There are some on my side of the fence who have a similar reaction to the humanities. I was in a Silicon Valley meeting a few weeks ago when an engineer went nearly apoplectic over the idea that the liberal arts would claim any academic legitimacy: “What do they do that’s useful?” he demanded to know.  “They’re trained circus performers!”

But this kind of reaction is relatively rare — perhaps because so many of us had liberal arts backgrounds before we became engineers. I wish the reverse were true for the humanities and the liberal arts, where it is frequently a badge of honor to proclaim ignorance of technical matters.

Back to my false equivalency. It is not worthy of the  “liberal” in “liberal arts” to pick this kind of fight. It is certainly not worthy of John Kennedy’s famous definition of a “liberal”
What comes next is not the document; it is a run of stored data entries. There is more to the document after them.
PR #816, opened 2026-08-09
feat(activity): say what each agent is doing right now

victorarias:
One short present-tense line per session, saying what that agent is doing right
now — "Rebasing brisk-toucan onto main, resolving migration numbering" instead of
a state chip that says `working`. It is generated from the session's own
transcript by a headless agent the user picks, and it is off by default.

Design and the measurements behind every number:
[docs/plans/2026-08-07-session-activity.md](docs/plans/2026-08-07-session-activity.md).

## What it does

- A background job scans sessions on a cadence. For each one whose transcript
  has moved since the last look, it renders a window of the new events —
  thinking, assistant prose, tool calls, tool results — and asks a headless
  agent for a single line.
- The line is persisted on the session beside the transcript cursor that
  produced it, broadcast through a `session.activity.changed` bus fact, and
  rendered under the session's name on the dashboard.
- `attn activity` shows the config, the presence tier, and every session's
  current line from a terminal; `attn activity clear` wipes them.

## Generation follows the user, not the agents

A line nobody can see has no value, so the daemon derives a presence tier from
what connected clients report and gates on it: **watching** (the dashboard is on
screen) refreshes every 120s, **present** (input in the app, dashboard not
showing) every 300s, and **away** generates nothing at all.

Away is a hard stop rather than a slow rate, which is safe because leaving away
is always an action that restores a higher tier — the staleness heals itself the
moment it would matter. Measurement forced it: real state transitions run at 13
per session-hour against 30/hr for watching, so generating through away would
have cost nearly half of always-on for an empty room.

`set_client_presence` is a heartbeat, not a latch. A client that is force-quit
mid-watching would otherwise pin generation on forever with nobody looking, so an
unheard-from client expires to away — it fails toward off. Watching also expires
after ten minutes of an untouched dashboard, which is the case the heartbeat
alone cannot see: a left-open window on a second monitor keeps reporting
`dashboard_visible` truthfully and would otherwise generate all night.

## Cost

The cursor is the precondition: a session whose transcript has not moved has
nothing new to say, and costs nothing. Two run stamps keep that honest —
`ObservedAt` advances on every pass and gates transcript movement, `SpentAt`
advances only on a pass that actually called the agent and gates the interval —
because the stored line only records successes, and without the split a failing
session would be retried on every scan.

The prompt is split at a `{{USER}}` marker so the invariant half rides
`--system-prompt` and replaces the CLI's own, which is where nearly all the
per-run cost lived.

## No default agent

`activity.config` ships with no agent selected. Claude and Codex differ enough in
speed, price, and which account pays that picking one would be choosing how the
user's money gets spent. An enabled feature with no agent selected is a reported
error, not a silent fallback.

A run that fails keeps the last good line on screen and surfaces the failure
underneath it — `attn activity` prints `last run failed: …`, and the status
carries it on the wire. A line that stops moving should say why.

## Surfaces

- **CLI** — `attn activity`, `attn activity clear`.
- **Daemon and app** — settings section, presence reporting from the app, the
  dashboard line with its own staleness window derived from the configured
  intervals.
- **Protocol** — `ProtocolVersion` 219; `generated.ts` and `generated.go`
  regenerated together.
- **Docs** — design plan, live-verification record, changelog fragment.

## Verification

`make install PROFILE=actrev7` on a throwaway profile, preflight PASS, protocol
219 end to end:

- lines generated twice from a real Claude session and rendered on the dashboard;
- a deliberately broken model surfaced as `last run failed: headless agent MCP
  tool server failed: exit status 1` beneath the retained last good line, and
  cleared on the next good run;
- `watching` held through 9m08s of an untouched dashboard and fell to `away` at
  10m08s after the last input; one click restored `watching`.

`go test ./...`, 2604 frontend tests, `tsc --noEmit`, and `changelog-check` are
green on this head.

https://claude.ai/code/session_017ZqiJukMRfyq9WrrmEraRX


figgyster (approved):
Big feature — 6.9k lines, and the first one I've seen where every number in the plan has a receipt before the code landed. The cost model, the window sizes, the thinking-block rescue rate (76% of prose-less windows), the 13/hr vs 30/hr state-transition measurement that killed the always-on design, the `--system-prompt` prefix trim from 46,745 to 33,955 tokens — all measured through the real seam, all written down. And the honest-remainder discipline from the testing wave carries over: `presence_idle_seconds` is flagged UNMEASURED in the code, the state-consistency check's known blind spots are documented, the subject-changes-within-working gap ships unsolved with a named cheap fix. That's the culture that made #809 worth reading, applied to a product feature.

The adversarial-review commit closed real gaps — I confirmed each in the code rather than taking the commit message's word. The ObservedAt/SpentAt split is what stops a failing session re-running at the 30s tick rate (the queue was resetting the attempt count, so backoff and the dead-job notification never fired). The 10-minute watching expiry kills the "cheapest tier is the only one that never ends" hole. The rolling-tail window read fixes the worst one: a long delta used to return its oldest page and leave the cursor mid-backlog, so a busy session got a line about its ancient history and the next window was stale too. The transcript-path cache kills a 235–489ms Codex rollout walk per session per tick. All present, all tested.

Verification on the box (new head 5414dd00):

- daemon suite green at 99s including the plugin E2E leg, store green, activity/transcript/protocol/agent/client/cmd green; -race green on the activity/presence/store/transcript/protocol surface; vet clean; `cmd/activity-bench` builds.
- frontend: full suite 232 files / 2599 passed, tsc clean; the new presence/settings/dashboard tests are real witnesses — the tier table, the watching-expiry boundaries, the heartbeat-collapse, the post-disable write guard, the projection carrying the line on the pushed snapshot.
- protocol lockstep: 219 in both spots, enforced by `TestFrontendProtocolVersionMatchesDaemon`; `generated.go` regenerates byte-identical from main.tsp (go-jsonschema v0.24.1); `generated.ts` differs only in quicktype's environment-dependent auto-name ordering, same noise #810 documented.
- CI all green on this head — all three E2E shards, Bench A/B, both Linux arches. Even the usual split-blank E2E flake stayed home tonight.
- `git diff --check` clean.

The last commit, `fix(activity): keep presence reporting out of render`, is the repo's own recurring risk #2 catching itself: the refs were being written during render, so a discarded render could leak a stale presence report into committed work. Moved into an effect — right call, and the parsers moving to `utils/activitySettings` so the component file stays Fast-Refresh-clean is the right shape too.

One nit on the record, non-blocking: the interval inputs don't actually keep their promise. `type="number" min/max` doesn't stop a typed out-of-range value, `save()` doesn't clamp, and the daemon clamps on read — so the pane can show `10` while the daemon runs `30`. The comment says the inputs "say so rather than silently accepting a number that comes back different", but they don't; the mismatch just isn't loud. Clamp in `save()` or live with the lie knowingly.

Approved on head. The line is display-only, the money is gated on somebody looking, and the failure modes all fail toward off — this is the right shape for a feature that spends per refresh.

Someone who looks ahead and not behind, someone who welcomes new ideas without rigid reactions,

On the other hand, false equivalencies abound on the the other side, too.  Here’s my favorite: “The value of the liberal arts is self-evident and, since we are the only ones who know how to teach this stuff, so is the value of our liberal arts curricula self-evident.”  If you think I’m kidding, you might want to watch Stanley Fish defend exactly that position in the video above.

I can understand a certain amount of  defensive wagon-circling when the conversation veers toward value. Especially when a first-rate liberal arts education costs $200,000. I don’t think it’s a smart fight for the humanities faculty to pick.